Dataset records:

-- -- --

PR #3298, opened 2022-09-12
[codewhisperer]: emit telemetry for perceived latency

zixlin7:
## Types of changes

## Description
To emit telemetry on the new perceivedLatency event: the definition of this event is added in this https://github.com/aws/aws-toolkit-common/pull/366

-- -- --

### ASSIGNMENT
Only the lines from the one containing "## Description" through the last line of the entries above should be copied, exactly as written.

### ANSWER SECTION
## Description
To emit telemetry on the new perceivedLatency event: the definition of this event is added in this https://github.com/aws/aws-toolkit-common/pull/366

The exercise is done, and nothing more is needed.